» Activity: Your reply should be one number: how many lines of the records below contain the string "only".

» Input data:
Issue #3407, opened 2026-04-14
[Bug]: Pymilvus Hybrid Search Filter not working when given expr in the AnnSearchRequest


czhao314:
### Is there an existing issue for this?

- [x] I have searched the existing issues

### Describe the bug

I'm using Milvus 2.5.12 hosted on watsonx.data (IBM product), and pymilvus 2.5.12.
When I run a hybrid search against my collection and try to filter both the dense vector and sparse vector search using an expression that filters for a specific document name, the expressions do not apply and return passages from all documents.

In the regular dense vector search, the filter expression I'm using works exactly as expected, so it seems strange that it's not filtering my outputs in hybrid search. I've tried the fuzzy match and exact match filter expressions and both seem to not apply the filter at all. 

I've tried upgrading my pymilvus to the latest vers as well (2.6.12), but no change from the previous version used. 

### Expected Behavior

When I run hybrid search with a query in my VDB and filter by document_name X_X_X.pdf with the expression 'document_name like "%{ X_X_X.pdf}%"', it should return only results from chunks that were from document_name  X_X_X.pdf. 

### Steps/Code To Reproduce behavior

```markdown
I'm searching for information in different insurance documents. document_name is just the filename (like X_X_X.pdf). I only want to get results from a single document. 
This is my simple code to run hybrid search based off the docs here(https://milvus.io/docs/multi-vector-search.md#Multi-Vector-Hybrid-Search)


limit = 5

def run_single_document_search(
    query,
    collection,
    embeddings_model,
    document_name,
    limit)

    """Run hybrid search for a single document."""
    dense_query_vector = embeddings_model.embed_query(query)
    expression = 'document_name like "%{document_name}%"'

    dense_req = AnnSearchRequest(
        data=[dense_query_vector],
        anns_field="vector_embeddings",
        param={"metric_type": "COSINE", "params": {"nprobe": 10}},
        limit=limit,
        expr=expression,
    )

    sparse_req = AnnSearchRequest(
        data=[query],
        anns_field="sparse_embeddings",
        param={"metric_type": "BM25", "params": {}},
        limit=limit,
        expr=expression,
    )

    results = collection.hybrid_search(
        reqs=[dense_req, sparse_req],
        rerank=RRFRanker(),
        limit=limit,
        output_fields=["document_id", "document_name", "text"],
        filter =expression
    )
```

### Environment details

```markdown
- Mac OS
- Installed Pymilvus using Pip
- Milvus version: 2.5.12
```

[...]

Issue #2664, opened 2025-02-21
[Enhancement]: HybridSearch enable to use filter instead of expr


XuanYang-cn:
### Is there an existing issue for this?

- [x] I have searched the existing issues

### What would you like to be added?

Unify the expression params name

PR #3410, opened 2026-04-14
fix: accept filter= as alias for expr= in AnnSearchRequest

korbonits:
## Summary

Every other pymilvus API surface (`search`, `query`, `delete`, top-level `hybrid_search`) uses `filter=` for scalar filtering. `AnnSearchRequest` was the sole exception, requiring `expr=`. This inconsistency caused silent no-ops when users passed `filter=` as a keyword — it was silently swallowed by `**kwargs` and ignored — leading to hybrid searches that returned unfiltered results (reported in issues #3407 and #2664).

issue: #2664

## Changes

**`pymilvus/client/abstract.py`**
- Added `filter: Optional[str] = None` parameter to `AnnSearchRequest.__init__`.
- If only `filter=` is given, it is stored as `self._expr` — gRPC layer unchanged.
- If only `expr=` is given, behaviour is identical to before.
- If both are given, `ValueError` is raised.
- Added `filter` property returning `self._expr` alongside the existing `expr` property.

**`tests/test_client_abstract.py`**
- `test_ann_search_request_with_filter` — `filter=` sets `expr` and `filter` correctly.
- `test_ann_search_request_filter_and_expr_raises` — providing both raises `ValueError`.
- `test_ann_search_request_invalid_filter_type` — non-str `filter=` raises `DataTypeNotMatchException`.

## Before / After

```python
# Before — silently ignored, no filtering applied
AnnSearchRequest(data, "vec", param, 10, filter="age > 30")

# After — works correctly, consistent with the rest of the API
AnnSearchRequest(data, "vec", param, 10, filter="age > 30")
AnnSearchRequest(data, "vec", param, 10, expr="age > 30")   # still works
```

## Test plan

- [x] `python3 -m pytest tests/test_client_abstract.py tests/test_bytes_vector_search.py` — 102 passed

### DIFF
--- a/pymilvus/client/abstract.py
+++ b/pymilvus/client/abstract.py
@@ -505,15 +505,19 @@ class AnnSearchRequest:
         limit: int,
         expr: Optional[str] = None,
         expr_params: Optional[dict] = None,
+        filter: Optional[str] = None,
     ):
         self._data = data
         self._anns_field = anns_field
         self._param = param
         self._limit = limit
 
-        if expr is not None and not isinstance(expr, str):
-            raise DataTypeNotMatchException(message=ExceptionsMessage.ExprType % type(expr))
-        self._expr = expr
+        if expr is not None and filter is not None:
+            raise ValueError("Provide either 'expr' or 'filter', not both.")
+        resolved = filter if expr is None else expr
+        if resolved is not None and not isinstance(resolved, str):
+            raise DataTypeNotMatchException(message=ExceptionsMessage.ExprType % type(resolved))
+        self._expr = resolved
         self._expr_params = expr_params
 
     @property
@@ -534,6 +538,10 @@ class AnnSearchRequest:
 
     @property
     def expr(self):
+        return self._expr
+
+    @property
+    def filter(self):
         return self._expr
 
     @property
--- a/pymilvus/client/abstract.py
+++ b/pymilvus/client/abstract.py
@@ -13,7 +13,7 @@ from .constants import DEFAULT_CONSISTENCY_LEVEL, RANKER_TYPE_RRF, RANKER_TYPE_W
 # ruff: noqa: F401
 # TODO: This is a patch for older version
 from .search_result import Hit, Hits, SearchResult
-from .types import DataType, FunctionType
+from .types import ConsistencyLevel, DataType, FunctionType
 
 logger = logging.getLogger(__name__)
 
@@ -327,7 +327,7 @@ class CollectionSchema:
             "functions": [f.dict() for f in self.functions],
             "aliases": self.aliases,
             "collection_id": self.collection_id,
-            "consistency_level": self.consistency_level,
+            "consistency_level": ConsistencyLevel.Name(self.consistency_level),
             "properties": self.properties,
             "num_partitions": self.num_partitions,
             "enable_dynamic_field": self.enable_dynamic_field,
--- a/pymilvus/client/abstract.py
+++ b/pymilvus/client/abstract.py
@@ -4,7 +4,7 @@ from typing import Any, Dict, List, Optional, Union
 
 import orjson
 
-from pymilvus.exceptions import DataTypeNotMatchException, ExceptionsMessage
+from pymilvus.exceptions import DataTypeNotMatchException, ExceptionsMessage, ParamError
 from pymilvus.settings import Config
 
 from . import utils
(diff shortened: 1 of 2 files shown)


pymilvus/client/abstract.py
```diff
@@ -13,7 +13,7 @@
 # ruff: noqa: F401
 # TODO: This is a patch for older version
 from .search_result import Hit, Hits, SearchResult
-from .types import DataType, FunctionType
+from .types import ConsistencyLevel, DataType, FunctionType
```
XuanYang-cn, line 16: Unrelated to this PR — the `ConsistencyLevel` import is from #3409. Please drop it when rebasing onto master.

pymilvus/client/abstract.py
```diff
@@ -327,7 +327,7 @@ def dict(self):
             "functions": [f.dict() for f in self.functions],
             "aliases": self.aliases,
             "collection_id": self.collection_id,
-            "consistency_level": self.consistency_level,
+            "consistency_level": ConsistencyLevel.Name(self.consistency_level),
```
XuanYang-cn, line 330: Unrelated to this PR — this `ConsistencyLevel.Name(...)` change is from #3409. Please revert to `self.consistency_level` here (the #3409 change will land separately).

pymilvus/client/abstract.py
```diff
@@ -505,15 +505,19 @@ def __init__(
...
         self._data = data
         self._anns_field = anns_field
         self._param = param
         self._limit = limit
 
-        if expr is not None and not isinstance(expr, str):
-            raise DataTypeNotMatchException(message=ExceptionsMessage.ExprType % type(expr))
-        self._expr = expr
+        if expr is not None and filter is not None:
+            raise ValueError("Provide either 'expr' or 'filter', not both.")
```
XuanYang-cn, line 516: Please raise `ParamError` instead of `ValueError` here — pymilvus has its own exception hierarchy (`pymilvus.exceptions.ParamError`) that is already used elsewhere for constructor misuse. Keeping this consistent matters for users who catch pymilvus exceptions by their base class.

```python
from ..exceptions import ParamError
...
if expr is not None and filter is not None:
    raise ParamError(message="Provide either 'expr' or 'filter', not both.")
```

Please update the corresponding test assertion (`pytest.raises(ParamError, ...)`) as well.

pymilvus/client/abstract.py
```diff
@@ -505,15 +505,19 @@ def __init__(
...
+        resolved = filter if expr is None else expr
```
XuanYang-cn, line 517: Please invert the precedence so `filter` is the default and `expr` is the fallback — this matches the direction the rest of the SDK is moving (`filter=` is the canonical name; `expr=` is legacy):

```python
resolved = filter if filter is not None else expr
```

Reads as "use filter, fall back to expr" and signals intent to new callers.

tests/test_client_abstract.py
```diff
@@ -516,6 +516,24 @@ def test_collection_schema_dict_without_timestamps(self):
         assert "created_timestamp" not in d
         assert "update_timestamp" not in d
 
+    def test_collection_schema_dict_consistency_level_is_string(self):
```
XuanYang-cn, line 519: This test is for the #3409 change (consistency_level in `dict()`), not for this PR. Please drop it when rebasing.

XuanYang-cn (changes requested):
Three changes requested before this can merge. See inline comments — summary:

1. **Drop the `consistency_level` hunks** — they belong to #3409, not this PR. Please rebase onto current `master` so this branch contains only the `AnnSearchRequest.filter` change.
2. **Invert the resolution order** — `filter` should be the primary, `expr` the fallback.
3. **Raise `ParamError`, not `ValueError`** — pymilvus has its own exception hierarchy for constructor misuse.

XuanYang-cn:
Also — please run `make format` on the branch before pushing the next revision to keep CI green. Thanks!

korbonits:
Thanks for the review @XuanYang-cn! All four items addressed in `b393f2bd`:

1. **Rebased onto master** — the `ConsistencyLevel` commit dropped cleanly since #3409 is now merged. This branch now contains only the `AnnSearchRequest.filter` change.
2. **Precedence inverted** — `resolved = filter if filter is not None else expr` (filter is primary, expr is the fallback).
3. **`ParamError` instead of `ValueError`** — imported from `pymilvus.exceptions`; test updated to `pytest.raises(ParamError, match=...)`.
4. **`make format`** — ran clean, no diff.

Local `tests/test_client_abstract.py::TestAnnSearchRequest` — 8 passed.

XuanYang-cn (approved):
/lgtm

» Response to this exercise: 6